The F train goes for 13 stops before 3/4 of us empty into the Broadway/Lafayette station and hundreds of people cram onto the escalator to take us up to the uptown 6 train. It's really ridiculous to see this massive crush of humans waiting like lemmings to get on the narrow escalator. Taking the stairs means backtracking, and it always takes longer--even when the line for the escalator is longer than usual because a train on the opposite track has just dumped its riders.

The 6 train, I like. It has digital ETAs for the next two trains on conveniently located signs in the station, and there always seems to be one two minutes away so I never wait long. On the way past the escalator to the 6, there's always a cheery man handing out AM New York newspapers, sometimes calling out highlights of the issue. It's pretty cute. I feel bad not taking one from him, but I already have an AM New York guy.

I never take a seat on the 6 because I only have one stop to go. But taking it instead of walking saves me over ten minutes, which I nearly always need to get to work on time. It's not usually very crowded and it's new and nice.

I get off at Astor Place, and climb the steps underneath a neat glass overhang thing...



(See, look!)

...and smile at my AM New York guy, in tennis shoes and oversized jeans and a red AM New York vest, enthusiastically handing out papers just at the top of the overhang. On rainy days he says "AM New York to put over your head!" He's one of the few people I like seeing every day. He's just so excited to hand them out!

From there, I walk a little further down 4th Ave and cross 9th St to Tost Cafe, where I get breakfast every morning. I tried a few things when I first started--bacon/egg/cheese, sausage/egg/cheese, on a croissant or english muffin. But then my co-worker had egg and cheese on wheat toast and I was like YES. I had forgotten that Dad used to make me egg-and-cheese sandwiches as a kid, so it's nostalgic to get them, and y'all know I love me some nostalgia.
I don't get sweet things because I like protein and I like savory in the mornings. But I do get a soda.
I try not to drink sodas at other times, but the caffeine is nice, and a cup of coffee just doesn't refresh me. But a cold Pepsi in the morning...perfect. Cherry Pepsi is even better but Tost stopped carrying it.
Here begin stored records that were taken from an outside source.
PR #2307, opened 2019-10-09
feat: add validation errors to a section

### LINKED ISSUE #1761: Surface validation in the UI when an object is invalid inside a section
The form currently has validation that chains up from nested locations however if there is a validation error happening at on an object there is no place to see it.

An example of this is a schema with type object and a required list with a property that is missing. This should cause an error on a section, and if the errors enabled inline it should be displayed as an alert type UI.

janechu:
# Description

This adds validation errors at the top of the form sections.

## Motivation & context

This will allow each object to have validation errors pertaining to the object, instead of only showing validation on simpler form controls.

Closes #1761 

## Issue type checklist

## Process & policy checklist


packages/fast-tooling-react/src/form/form-section.tsx
```diff
@@ -393,7 +407,17 @@ class FormSection extends React.Component<
         return null;
     }
 
-    private renderFormSection(): React.ReactNode {
+    private renderFormValidation(invalidMessage: string): React.ReactNode {
+        if (invalidMessage !== "") {
+            return (
+                <div className={this.props.managedClasses.formSection_invalidMessage}>
```
eljefe223: should we be using the `classNames` utility?

janechu: there's no reason when it's just a single class name and there is no logic for determining whether to add/remove it.

PR #2310, opened 2019-10-09
fix: allow tabbing away from controlled auto-suggest without opening menu

### LINKED ISSUE #2309: Controlled mode keyboard tab navigation always triggers menu in AutoSuggest
When using the auto-suggest component in controlled mode (passing `value` prop, and updating it from `onValueChange`) with the keyboard, the suggestion menu is always triggered when tabbing out of the input text box.

Create an auto suggest in controlled mode - `value={this.state.input}` and `onValueChange={value => this.setState ...}`. Create some mock function or something to population `AutoSuggestOption` children on input.

Tab to the input, type into it, select an option using the keyboard. When you press tab next, to move onto something else, the menu will trigger.

The root cause is because [`handleInputRegionKeydown`](https://github.com/microsoft/fast-dna/blob/af5f04a7c54c208f5475ec8ee0372bb1038f4411/packages/fast-components-react-base/src/auto-suggest/auto-suggest.tsx#L309) has a `default` case which calls `this.updateValue()` and `this.focusOnInput()`. `updateValue` always calls [`this.toggleMenu(true)`](https://github.com/microsoft/fast-dna/blob/af5f04a7c54c208f5475ec8ee0372bb1038f4411/packages/fast-components-react-base/src/auto-suggest/auto-suggest.tsx#L299) when `props.value !== undefined` which triggers the menu.

Additionally, the `focusOnInput` call makes this a key accessibility bug - if elements are covered by the auto-suggest menu, these elements are always hidden under the menu since you can't tab away from the input without opening the menu.

Pressing `tab` would not trigger the default case that opens the menu and refocuses the input.

Observed in Edge Chromium on Windows, would be reproducible on all supported browsers/OS.

* Version [e.g. 1.8.0]
`@microsoft/fast-components-react-base` - 4.14.3
Code is there in latest master, as of writing.

The fix may be as simple as an empty `case (keyCode): break` for tab, depending on what the intended behaviour for tab with inactive menu is.

hchokshi:
# Description
Removes default (update input value and re-focus to input) handling for tab keypress to move out of AutoSuggest component. Allows the user to tab away from a controller auto suggest component without opening the suggestions.

## Motivation & context

Resolves #2309. Makes AutoSuggest more accessible.

## Issue type checklist

## Process & policy checklist


janechu:
Could you add a test for this in the `auto-suggest.spec.tsx`? I would suggest that the test makes sure that default is not prevented, or that focus is now on the next tab-able element and that invoke has not been triggered.

hchokshi:
I tried testing focus being passed to an adjacent element (with `onFocus` event handler, or `document.activeElement` + ref), but it seems this is not testable in Jest as simulating keypresses won't trigger default behaviour that would be expected for explicit user input for security reasons (to prevent JavaScript from pretending to be the user).

https://stackoverflow.com/a/1601732

janechu:
No worries, this looks good to me, thanks!

PR #2313, opened 2019-10-10
chore: add tests for fast-layouts components

chrisdholt:
# Description
Adds tests for components in `fast-layouts-react`

## Issue type checklist

## Process & policy checklist

### DIFF
--- a/packages/fast-layouts-react/src/grid/grid.no-css-grid.spec.tsx
+++ b/packages/fast-layouts-react/src/grid/grid.no-css-grid.spec.tsx
@@ -1,0 +1,80 @@
+import React from "react";
+import Adapter from "enzyme-adapter-react-16";
+import { configure, mount, shallow } from "enzyme";
+import {
+    Grid,
+    GridAlignment,
+    GridClassNamesContract,
+    GridHandledProps,
+    GridUnhandledProps,
+} from "./grid";
+import { GridTag } from "./grid.props";
+import { Column, ColumnClassNamesContract } from "../column";
+import { GridGutter } from ".";
+import { uniqueId } from "lodash-es";
+
+/**
+ * Configure Enzyme
+ */
+configure({ adapter: new Adapter() });
+
+describe("Grid - without CSS grid support", (): void => {
+    const managedClasses: GridClassNamesContract = {
+        grid: "grid",
+    };
+
+    test("should set an inline style of `display: -ms-grid` when CSS grid is NOT supported", () => {
+        const rendered: any = shallow(<Grid />);
+
+        expect(rendered.props().style.display).toEqual("-ms-grid");
+    });
+
+    test("should pass `gutter` props to children of type `column` when CSS grid is not supported and `column` does not have `gutter` prop", () => {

Tost always has their door propped open. I don't know why I like that, but I do. By now most of the folks behind the counter know me, and greet me with a "Good morning, sweetie!" Which is always welcome. I make my way to the end furthest from the door, where the guy says "Good morning, Mami, two eggs and cheddar on wheat toast?" and I say yes, select my Pepsi, and go to pay. I started tipping them about a month ago. I should have been doing it earlier. They do everything super fast, and generally the whole transaction takes less than five minutes.


And thus the pleasant portion of my morning endeth.




Okay...I've written a lot. And I'm not even to work yet.

So Imma continue this when I have another hour and when what I want to do with that hour is blog.